Activist Chris Phillips got his start with the Green Party in 2000 working for Ralph Nader’s presidential campaign. Outraged by Bush’s “stolen election” and the jingoistic march to war with Afghanistan and Iraq following the 9/11 attacks, he became engaged in the anti-war movement during the Bush years right up until the election of Obama, when Phillips decided to take a brief sabbatical from activist pursuits. But the corporate-security state of America has a way of needling those of us taking a breather from community service. Obama’s broken campaign promises and ultimate failure to abandon the nefarious foreign and economic policies of the previous administration became his catalyst to get back into the fray. He joined the Occupy Wall Street movement in October of 2011 and participated at the occupations in New York City and Buffalo, including a six-month stint near Trinity Church. He started a new occupation at Goldman Sach CEO Lloyd Blankfein’s residence at 15 Central Park West. Phillips also admins several Occupy pages on Facebook and has been featured in Adbusters Magazine, the Chicago Tribune, the New York Post, RT, and Fox News.

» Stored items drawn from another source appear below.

PR #114, opened 2022-04-20
fix(multipart): disable default features

lucasfernog:
The `multipart` crate is outdated and has several security vulnerabilites (you can check them running `cargo install cargo-audit && cargo audit`). This PR disables its default features so it doesn't pull outdated crates that uses vulnerable versions of chrono, time and hyper.


sbstp:
Thanks a lot.

lucasfernog:
Thank you!

PR #115, opened 2022-04-21
feat: allow changing the `Connection` header

lucasfernog:
The `Connection` header is always set to `close` even if we set it manually in the request builder. If the proposed solution is not desired, we could also expose a header method in the PreparedRequest struct.

Related to https://github.com/tauri-apps/tauri/issues/3889

### DIFF
--- a/src/request/builder.rs
+++ b/src/request/builder.rs
@@ -422,7 +422,7 @@ impl<B: Body> RequestBuilder<B> {
             base_settings: self.base_settings,
         };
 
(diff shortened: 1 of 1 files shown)


sbstp:
I don't see any issue with this. But note that attohttpc doesn't support connection pooling, so even if the users set `Connection: keep-alive` `attohttpc` will close the connection after reading the response.

lucasfernog:
Good to know, thanks! I'll just notify the user about this, so I think this PR isn't a priority.

PR #116, opened 2022-04-22
fix(multipart): always stream body

lucasfernog:
The multipart crate used by attohttpc has an issue when the form has only text fields, they are not computing the content length properly. I believe the problem is [here](https://github.com/abonander/multipart/blob/f4fee608af93bcad363b080849e4c3c56b622217/src/client/lazy.rs#L282) where the `text_data` is appended with the proper value but the `content_len` is not changed (so you only get the right body posted when `use_len === false`. I could open a PR to their repo but I'm afraid it won't be merged since the project seems unmaintained, so I open this change here hoping it won't cause any issues.

### DIFF
--- a/src/multipart.rs
+++ b/src/multipart.rs
@@ -96,10 +96,7 @@ pub struct Multipart<'data> {
 
 impl Body for Multipart<'_> {
     fn kind(&mut self) -> IoResult<BodyKind> {
-        match self.data.content_len() {
-            Some(len) => Ok(BodyKind::KnownLength(len)),
-            None => Ok(BodyKind::Chunked),
-        }
+        Ok(BodyKind::Chunked)
     }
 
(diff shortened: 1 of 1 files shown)


lucasfernog:
Forgot to mention, you can see the issue by removing the `with_file` call in the multipart example.

sbstp:
Ok that's sounds reasonable. Thanks for fixing this.

sbstp:
out in `v0.19.1`

lucasfernog:
Thank you :heart:

adamreichold:
Note this might be problematic: I stumbled over API that forbid chunked encoding of post bodies (presumably to simplify their body length checks). If upstream is really unmaintained, then perhaps searching an alternative or creating a fork is in order?

PR #119, opened 2022-05-26
Try implementing timeouts on Windows by directly closing the underlying socket from the timeout thread.

### LINKED ISSUE #118: Timeout not working on Windows
I'm making a request with timeout set to `Duration::from_secs(2)` to a dummy localhost server. The server sleeps for `Duration::from_secs(5)` before responding, and the timeout is not enforced on Windows (though it works on macOS and Linux).

adamreichold:
Closes #118

### DIFF
--- a/src/streams.rs
+++ b/src/streams.rs
@@ -1,7 +1,14 @@
 #[cfg(test)]
 use std::io::Cursor;
 use std::io::{self, Read, Write};
-use std::net::{Shutdown, TcpStream};
+#[cfg(not(windows))]
+use std::net::Shutdown;
+use std::net::TcpStream;
+#[cfg(windows)]
+use std::os::{
+    raw::c_int,
+    windows::{io::AsRawSocket, raw::SOCKET},
+};
 use std::sync::mpsc;
 use std::thread;
 use std::time::Instant;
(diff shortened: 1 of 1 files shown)


adamreichold:
The test fails due to the wrong error condition being returned, but I'd like to know if this helps at all before trying to figure that one out.

lucasfernog:
Works like a charm @adamreichold

adamreichold:
> Works like a charm @adamreichold

Glad to hear that. I will look into fixing the error code next. Might take a day or two though.

adamreichold:
@sbstp I think this is ready for review now. The usage of unsafe is unfortunate, but I think unavoidable (as std does not call 'closesocket' itself) and mostly harmless (we just pass a socket handle, not raw pointers, into the unsafe function).

sbstp:
I wonder if this would be worth reporting to upstream, looks like it might be an issue/oversight in `std`.

Changes looks OK.

adamreichold:
> I wonder if this would be worth reporting to upstream, looks like it might be an issue/oversight in `std`.

I don't think so because std does not make any guarantees about the pattern we are using (closing/shutting down a socket blocked else to unblock that thread). It is just not part of their API contract and it working on Unix is a bit of coincidence.

PR #124, opened 2022-08-09
Add optional base64 dependency to make RequestBuilder::basic_auth generally available.

### LINKED ISSUE #123: Support 'basic_auth' on platforms other than Linux
Just want to start by saying thanks for building this crate - it's exactly what I need to make simple, synchronous http requests.

Question about the 'basic_auth' function of RequestBuilder - currently (v0.20.0) it is only supported on Linux:
https://docs.rs/attohttpc/latest/attohttpc/struct.RequestBuilder.html#method.basic_auth

Is there a reason for this limitation?  Can it be removed?  It's really just adding a header, so there doesn't seem to be any technical reason why this wouldn't work on all platforms.  (FWIW - for now I'm just adding my own 'basic_auth_creds' trait to RequestBuilder that adds this header, and it works just fine an all my target platforms - Linux, MacOS, Windows).

Thanks :)

adamreichold:
Tested this manually using the `cat` example against [httpbin.org](https://httpbin.org/#/Auth/get_basic_auth__user___passwd_) to ensure that the default base64 variant is the correct one. I also removed the part of the doc comment mentioning the required feature as docs.rs displays this itself nowadays.

Closes #123

### DIFF
--- a/Cargo.toml
+++ b/Cargo.toml
@@ -14,6 +14,7 @@ readme = "README.md"
 repository = "https://github.com/sbstp/attohttpc"
 
 [dependencies]
+base64 = {version = "0.13", optional=true}
 encoding_rs = {version = "0.8", optional = true}
 encoding_rs_io = {version = "0.1", optional = true}
 flate2 = {version = "1.0", optional = true}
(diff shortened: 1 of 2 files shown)


sbstp:
Wikipedia says `The resulting string is encoded using a variant of Base64 (+/ and with padding).` This matches the STANDARD character set :+1:

PR #130, opened 2022-10-08
Allow to use flate2 with zlib or zlib-ng instead of miniz_oxide

jirutka:
This allows building flate2 against system-provided (or with vendored) zlib or zlib-ng library.

PR #131, opened 2022-10-09
Fix compress-zlib and compress-zlib-ng to actually enable compression

jirutka:
Follow-up for #130

### DIFF
--- a/Cargo.toml
+++ b/Cargo.toml
@@ -44,12 +44,14 @@ tokio-stream = {version = "0.1.9", features = ["net"]}
 warp = "0.3.2"
 
 [features]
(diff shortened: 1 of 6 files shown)


sbstp:
Deployed as 0.23.1

adamreichold:
Sorry for being late to the party but I think it would have been simpler to qualify the code on

```rust
#[cfg(feature = "flate2")
```

as each optional dependency is already a feature itself instead of adding the pseudo-feature "_compress-any" which is not part of this crate's API if backwards compatibility is interpreted strictly.

jirutka:
> as each optional dependency is already a feature itself

I didn’t know that, thanks for the tip!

Interview With Chris Phillips
Talk a little bit about your involvement with the Occupy Wall Street movement, when you got started and why it was important to you.
Well, I had been a fan of Adbusters since around just after Seattle 1999 WTO protests, that was one of my major awakening points. I read Kalle Lasn’s book “Culture Jammer” and loved it, and was instantly in support of the idea. I wasn’t able to make it over to Zuccotti until around mid-October of 2011, but was very active in occupying Buffalo, and holding Niagara Square, participating in our own way over here in Western New York.

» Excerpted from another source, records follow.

PR #134, opened 2022-11-03
Add feature to support rustls-native-certs root certificates

### LINKED ISSUE #133: Support for `rustls-native-certs`
Inspired by the `rustls-tls-native-roots` feature in [Reqwest](https://docs.rs/reqwest/latest/reqwest/#optional-features), would this project be open to a feature flag to enable pulling root certificates from the native store via [`rustls-native-certs`](https://crates.io/crates/rustls-native-certs/0.6.2)?

It's possible today to add them manually using the `add_root_certificate` method, however that adds a couple of complications: 

* The consumer needs to make sure to exactly match the `rustls-native-certs` version to the `rustls` version used transitively within `attohttpc`
* The consumer needs to create helpers to make sure that all requests go through a `RequestBuilder` that adds those certs.
* Some native stores hold old certs with invalid formats, which are rejected when they're added using `add_root_certificate` (see a comment in the [`reqwest` implementation](https://github.com/seanmonstar/reqwest/blob/231b18f83572836c674404b33cb1ca8b35ca3e36/src/async_impl/client.rs#L363-L365))

Having the ability to use the native store built in to attohttpc would alleviate all of these and allow consumers to opt-in easily via a feature flag.

I'm happy to take on creating a PR, if it's a feature you're open to adding.

charlespierce:
Closes #133 

Info
-----
* As mentioned in the issue, adding a feature flag to enable `rustls-native-certs` as root certificates allows consumers to easily opt-in to the native certificate stores.
* Inspired by how the similar feature works in Reqwest, the feature flag for this is all-inclusive, automatically activating `tls-rustls` as well.

Changes
-----
* Added a feature flag `tls-rustls-native-roots` to enable loading the native certificates as root certificates for requests.
* If the feature flag is enabled, load all of the native certs as root certificates.
    * We also ignore errors, as the native certs are sometimes invalid and we don't want to interrupt the entire request process if the user has an invalid cert somewhere in their native store.

Notes
-----
* I left the webpki certificate loading in regardless of the feature flag, as that's the current behavior and it seemed most reasonable to have the feature flag be additive, rather than a toggle.
* I'm not sure if we want to have a "valid" counter the way that Reqwest does, so that we can error out if the native cert check failed to load any valid certs? If that's a useful feature I'm happy to add, but I left it out in the interest of simplicity.
* I also updated a `"."` to `'.'` to resolve a clippy warning about using a single-character string as a pattern.

### DIFF
--- a/src/tls/rustls_impl.rs
+++ b/src/tls/rustls_impl.rs
@@ -9,6 +9,8 @@ use rustls::{
     client::{ServerCertVerified, ServerCertVerifier, WebPkiVerifier},
     ClientConfig, ClientConnection, OwnedTrustAnchor, RootCertStore, ServerName, StreamOwned,
 };
+#[cfg(feature = "tls-rustls-native-roots")]
+use rustls_native_certs::load_native_certs;
 use webpki_roots::TLS_SERVER_ROOTS;
 
 use crate::{Error, ErrorKind, Result};
@@ -55,6 +57,16 @@ impl TlsHandshaker {
                 root_store.add_server_trust_anchors(TLS_SERVER_ROOTS.0.iter().map(|root| {
                     OwnedTrustAnchor::from_subject_spki_name_constraints(root.subject, root.spki, root.name_constraints)
                 }));
+
+                #[cfg(feature = "tls-rustls-native-roots")]
+                for native_cert in load_native_certs()? {
+                    let cert = rustls::Certificate(native_cert.0);
+                    // Inspired by https://github.com/seanmonstar/reqwest/blob/231b18f83572836c674404b33cb1ca8b35ca3e36/src/async_impl/client.rs#L363-L365
+                    // Native certificate stores often include certificates with invalid formats,
+                    // but we don't want those invalid entries to invalidate the entire process of
+                    // loading native root certificates
+                    let _ = root_store.add(&cert);
+                }
 
                 for cert in &self.additional_certs {
                     root_store.add(cert)?;
--- a/Cargo.toml
+++ b/Cargo.toml
@@ -23,6 +23,7 @@ log = "0.4.17"
 mime = {version = "0.3.16", optional = true}
 multipart = {version = "0.18.0", default-features = false, features = ["client"], optional = true}
 native-tls = {version = "0.2.10", optional = true}
+rustls-native-certs = { version = "0.6", optional = true}
 rustls-opt-dep = {package = "rustls", version = "0.20.6", features = ["dangerous_configuration"], optional = true}
 serde = {version = "1.0.143", optional = true}
 serde_json = {version = "1.0.83", optional = true}
@@ -58,6 +59,7 @@ rustls = ["tls-rustls"]
 tls = ["native-tls"]
 tls-vendored = ["native-tls/vendored"]
 tls-rustls = ["rustls-opt-dep", "webpki", "webpki-roots"]
+tls-rustls-native-roots = ["tls-rustls", "rustls-native-certs"]
 
 [package.metadata.docs.rs]
 all-features = true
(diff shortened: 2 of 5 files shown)


src/tls/rustls_impl.rs
```diff
@@ -9,6 +9,8 @@ use rustls::{
     client::{ServerCertVerified, ServerCertVerifier, WebPkiVerifier},
     ClientConfig, ClientConnection, OwnedTrustAnchor, RootCertStore, ServerName, StreamOwned,
 };
+#[cfg(feature = "tls-rustls-native-roots")]
+use rustls_native_certs::load_native_certs;
 use webpki_roots::TLS_SERVER_ROOTS;
```
sbstp, line 14: Shouldn't `webpki_roots` be disabled when native certs are used?

sbstp: I think that it's likely that users that enable the native certs feature do not want the webpki certs. They want to rely on the OS' cert store and not on Mozilla's.

src/tls/rustls_impl.rs
```diff
@@ -56,6 +58,16 @@ impl TlsHandshaker {
...
                 }));
 
+                #[cfg(feature = "tls-rustls-native-roots")]
+                for native_cert in load_native_certs()? {
+                    let cert = rustls::Certificate(native_cert.0);
+                    // Inspired by https://github.com/seanmonstar/reqwest/blob/231b18f83572836c674404b33cb1ca8b35ca3e36/src/async_impl/client.rs#L363-L365
+                    // Native certificate stores often include certificates with invalid formats,
+                    // but we don't want those invalid entries to invalidate the entire process of
+                    // loading native root certificates
+                    let _ = root_store.add(&cert);
```
sbstp, line 68: We could maybe log an error using the `log` crate, this is also done if the proxy environment variables are not set properly.

charlespierce: Makes sense, I'll add that :+1:

src/tls/rustls_impl.rs
charlespierce: That's a good question that I wasn't totally sure of. I noted in the description that I left it as-is initially so that the feature flag would be additive as opposed to a toggle. Reqwest has two separate feature flags for webpki and native, so you could enable both or only one. I'm not super knowledgeable about the expected behaviors, so I don't have a good sense of if having only the native certs would cause issues.

charlespierce: Ah, that loaded weird, didn't see your second comment right away! But yeah, that makes sense. I'll update to make the native certs exclusive of the webpki ones.

sbstp: Doesn't have to be you who does this, but I think the TLS features should be cleaned up. Maybe something like:
* `tls-native`
* `tls-native-vendored`
* `tls-rustls-webpki-roots`
* `tls-rustls-native-roots`

charlespierce: Yeah, that would make sense. Would probably need to keep the various aliases around, at least for backwards compatibility, but it would definitely make it clearer which features are intended for which use-cases.

I took a quick look, my guess is it should be a separate PR, because there's a lot of various places that reference the current feature names that would need to be changed. I was also running into some weird behavior from Cargo that I didn't fully understand, where it wasn't importing the optional dependency even though it was declared to include it 🙁

charlespierce: Actually I think I got it working in #135 (which is stacked on this one to also include the `tls-rustls-native-roots` feature flag).

charlespierce:
@sbstp With this and #135 merged, would you be able to create / publish a new version on crates.io?

Not a super high priority, as we can use GH path imports if needed, but would be helpful when you have the time. Thanks in advance!

sbstp:
Yeah I'm planning to today

charlespierce:
Perfect, thanks!

sbstp:
Published 0.24.0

I made it to NYC and Zuccotti again in 2012, around June and stayed with the different occupations and actions until after Hurricane Sandy at the beginning of November last year. I currently run multiple Occupy social media pages, Occupy Goldman Sachs, Occupy 9/11, and Occupy Fox News. What matters to me is not feeling weak, and in that, the ability to stand up, to speak out, to organize, and to take action building a better world.

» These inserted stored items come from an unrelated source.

PR #135, opened 2022-11-03
Refactor TLS feature flags

charlespierce:
Info
-----
* Suggested in https://github.com/sbstp/attohttpc/pull/134#discussion_r1012520798, a cleanup of the various TLS feature flags so they are consistently named
* For compatibility, I kept the old names around as aliases, but removed the references to them in README and the root doc comments.

Changes
-----
* Updated the names of the core TLS features to be more consistent
* Added aliases to those with the existing feature names
* Added an internal feature `__rustls` to indicate Rustls support is enabled (with either kind of root certificates)
* Updated references in the code to the TLS features to use the new names

Notes
-----
* This PR builds on the changes in #134, so I'll leave it as a draft for now. To see only the new changes, check out only the [last commit](https://github.com/sbstp/attohttpc/pull/135/commits/0331de2b0927342d23d254bf4c50fc6a04f42d5d)

### DIFF
--- a/run-tests.bash
+++ b/run-tests.bash
@@ -22,5 +22,6 @@ cargo test --no-default-features --features form
 cargo test --no-default-features --features multipart-form
 cargo test --no-default-features --features json
 cargo test --no-default-features --features tls-native
+cargo test --no-default-features --features tls-native,tls-native-vendored
 cargo test --no-default-features --features tls-rustls-webpki-roots
 cargo test --no-default-features --features tls-rustls-native-roots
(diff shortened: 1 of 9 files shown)


run-tests.bash
```diff
@@ -21,5 +21,6 @@ cargo test --no-default-features --features compress-zlib-ng
 cargo test --no-default-features --features form
 cargo test --no-default-features --features multipart-form
 cargo test --no-default-features --features json
-cargo test --no-default-features --features tls
-cargo test --no-default-features --features tls-rustls
+cargo test --no-default-features --features tls-native
```
sbstp, line 24: Can you also test `tls-native-vendored`? Just so we know it builds properly

charlespierce: Good call, updated!

PR #137, opened 2023-02-11
Allow retrieving the final URL from the response

### LINKED ISSUE #136: Add a method on Response for retrieving the final URL
It would seem that there's no equivalent to *reqwest*'s [`url`](https://docs.rs/reqwest/latest/reqwest/blocking/struct.Response.html#method.url) method on the `Response` type?

baskerville:
Fixes #136.

### DIFF
--- a/src/parsing/response.rs
+++ b/src/parsing/response.rs
@@ -5,6 +5,7 @@ use http::{
     header::{HeaderName, HeaderValue, TRANSFER_ENCODING},
     HeaderMap, StatusCode,
 };
+use url::Url;
 
 use crate::error::{ErrorKind, InvalidResponseKind, Result};
 use crate::parsing::buffers::{self, trim_byte};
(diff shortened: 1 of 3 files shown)


src/parsing/response.rs
```diff
@@ -85,6 +86,7 @@ pub fn parse_response<B>(reader: BaseStream, request: &PreparedRequest<B>) -> Re
     headers.remove(TRANSFER_ENCODING);
 
     Ok(Response {
+        url: url.clone(),
```
sbstp, line 89: wouldn't `request.url()` be the same and avoid adding a param?

sbstp: nevermind, no, if there's a redirect it will be the wrong url

baskerville: Yes, I'll just need to update `self.url` in `send`'s loop.

sbstp: I think that what you are currently doing is better. I like to think of the PreparedRequest as immutable.

sbstp:
Thanks

baskerville:
If #138 gets merged, would you mind making a new release?

PR #145, opened 2023-08-23
Replace unmaintained webpki dependency with rustls-webpki.

macklin-10x:
Replaces the current dependency on the unmaintained webpki crate with rustls-webpki which seems to be a drop-in replacement.

Eliminates https://rustsec.org/advisories/RUSTSEC-2023-0052 from this crate.

I confess that I did not carefully understand how the current crate features fit together and made a very naive edit to them.

### DIFF
--- a/Cargo.toml
+++ b/Cargo.toml
@@ -29,7 +29,7 @@ serde = {version = "1.0.143", optional = true}
 serde_json = {version = "1.0.83", optional = true}
 serde_urlencoded = {version = "0.7.1", optional = true}
 url = "2.2.2"
-webpki = {version = "0.22.0", optional = true}
+rustls-webpki = {version = "0.101.4", optional = true}
 webpki-roots = {version = "0.25.1", optional = true}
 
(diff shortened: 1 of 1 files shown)


Cargo.toml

I always found that defense of basic liberties was essential, and without defense, liberties lost. This was one of my main motivating factors. I felt the cause was just and urgent. It still is, though I think the means of accomplishing its goals is evolving.
We’ve been seeing a lot of single-issue protests exploding on the scene in recent months — the labor movement is heating up with many employees in the fast food industry and Wal-Mart striking. And there have been huge protests and actions taken against the Keystone Pipeline. Is Occupy Wall Street as an umbrella term useful for describing those of us who agree on many of the same positions and who participate in many different protests? Is Occupy dead?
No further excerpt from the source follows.